時間に追われる毎日
大変だったことの一つは、スケジュール管理です。
学年が上がるにつれてやるべきことが増え、気づけば時間に追われる毎日になっていました。勉強を優先するあまり、寝る時間が遅くなり、寝不足で朝起きられないこともありました。「もっとやらなければ」と思うほど、生活のリズムが崩れていく。その状態は想像以上につらいものでした。
そんな中で気づいたのは、睡眠時間を確保することも、勉強と同じくらい大切だということです。限られた時間の中で何を優先するかを考え、少しずつ自分なりのペースをつくっていきました。そして、努力が模擬試験の結果につながったときのうれしさは、それまでの苦しさを忘れさせてくれるものであり、次への大きなモチベーションになりました。
苦手と向き合い続ける工夫
私は国語の物語文が苦手でした。
長い文章を見るだけで気持ちが重くなり、集中力が続かず、読み間違いによるミスも多くありました。「また間違えた」と落ち込むことも少なくありませんでした。そこで、問題文に丸や線を書き込みながら読むことで、読み違いを減らす工夫をしました。また、読解チェックプリントを繰り返し解くことで、少しずつ長文に慣れていきました。
やる気が出ないときには、思い切って休憩をとることも大切にしていました。無理に続けても、頭に入らない時間が増えてしまうだけだからです。また、私は塾以外の習い事も入試直前まで続けていました。その時間が良いリフレッシュとなり、気持ちを切り替える助けになっていたと思います。
本番で力を出すために
先生の言葉で印象に残っているのは、「練習は本番のつもりで、本番は練習のつもりでやる」という言葉です。

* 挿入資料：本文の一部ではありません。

PR #284, opened 2021-03-30
Enable catalog access feature

kreeuwijk:
This PR enables setting a `raw_catalog_access` feature flag on the type, which then provides access to the catalog in the provider by using `context.catalog`.

### DIFF
--- a/lib/puppet/resource_api.rb
+++ b/lib/puppet/resource_api.rb
@@ -430,7 +430,7 @@ MESSAGE
       end
 
       def context
-        @context ||= PuppetContext.new(TypeDefinition.new(definition), type_definition.feature?('raw_catalog_access') ? @catalog : nil)
+        @context ||= PuppetContext.new(type_definition, type_definition.feature?('raw_catalog_access') ? @catalog : nil)
       end
 
       def self.title_patterns
--- a/lib/puppet/resource_api.rb
+++ b/lib/puppet/resource_api.rb
@@ -430,8 +430,7 @@ MESSAGE
       end
 
       def context
-        self.class.context.catalog = @catalog if type_definition.feature?('raw_catalog_access')
-        self.class.context
+        @context ||= PuppetContext.new(TypeDefinition.new(definition), type_definition.feature?('raw_catalog_access') ? @catalog : nil)
       end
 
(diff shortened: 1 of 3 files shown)


lib/puppet/resource_api.rb
```diff
@@ -430,6 +430,7 @@ def strict_check_title_parameter(current_state)
       end
 
       def context
+        self.class.context.catalog = @catalog if type_definition.feature?('raw_catalog_access')
         self.class.context
       end
```
DavidS, line 435:
```suggestion
      def context
        @context ||= PuppetContext.new(TypeDefinition.new(definition), type_definition.feature?('raw_catalog_access') ? @catalog : nil)
      end
```

By creating the context for each instance separately, we can avoid the write access to `context.catalog` (see below).

DavidS (changes requested):
On preliminary testing, the class-level context doesn't have access to the catalog, but is used during `instances` for calling `get`. This makes me think that I'm not fully understanding the object lifecycle around this, making me afraid of either running into issues where the catalog is not yet available (as the unit tests flag up) or the catalog leaks through the agent process across multiple invocations.

This is also limited in that the catalog is not available during `puppet resource` calls. While providers need to be prepared to handle this (and we need to call it out in docs), I don't think there's any way around this, as `puppet resource` just doesn't have a catalog.

Overall this will need a bit more investigation/exploration/change before we can merge it.

michaeltlombardi:
@kreeuwijk I did a minor fixup to get existing tests passing and manually validated that things are working, but I think we'll need some more extensive testing (acceptance and unit alike) and noodling out to be sure there's no weird side effects or changing during a run.

DavidS:
Testing this might be a bit tricky as this will require a running puppet agent service and then verifying that the catalog from the first run doesn't leak into the subsequent runs. Not really sure how to set this up properly.

jpogran:
With the inability to add automated tests at the moment, the risk of adding a new API surface that exposes an advanced raw access to the catalog which is contrary to the purpose of this simpler API, and the uncertainty of the clear purpose/need for the feature I am closing this PR. Thank you for your contribution, if you feel this should be included please reach out to myself and @binford2k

それまでの私は、模擬試験のときに「まだ本番ではない」とどこか気が緩んでしまうことがありました。
しかし、この言葉を聞いて考え方が変わりました。練習の段階で本気になれなければ、本番の独特の空気の中で自分の力を出し切ることはできない、ということに気づいたからです。それからは、どんなテストでも本番のつもりで向き合うようにしました。その積み重ねが、本番でも落ち着いて力を発揮できた理由の一つだったと思います。
最後まで走り抜くために
これから受験に向かうみなさんへ伝えたいことがあります。中学受験は決して楽なものではありません。苦しいときや、くじけそうになる瞬間が必ずあります。そんなときは、中学生になった自分の姿を想像してみてください。そのイメージが、もう一歩踏み出す力になります。そして、努力を続けることと同じくらい、睡眠時間をしっかり確保すること、学校生活を楽しみながらリフレッシュすることも大切にしてください。生活リズムを整えることが、最後まで戦い抜く力になります。支えてくれている家族への感謝の気持ちを忘れずに、最後まで走り抜いてください。